-- Exercise details --
Beginning with the line that has "### LINKED ISSUE", please write out each remaining line of the listing below, word for word.

-- Data segment --
· · ·

PR #253, opened 2023-04-28
Fix object literal references

### LINKED ISSUE #252: Emit references instead of definitions for properties on object literals that implement an interface
Currently, scip-typescript emits a definition for `property: 41` in cases like below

· · ·

-- Solution for this problem --
### LINKED ISSUE #252: Emit references instead of definitions for properties on object literals that implement an interface
Currently, scip-typescript emits a definition for `property: 41` in cases like below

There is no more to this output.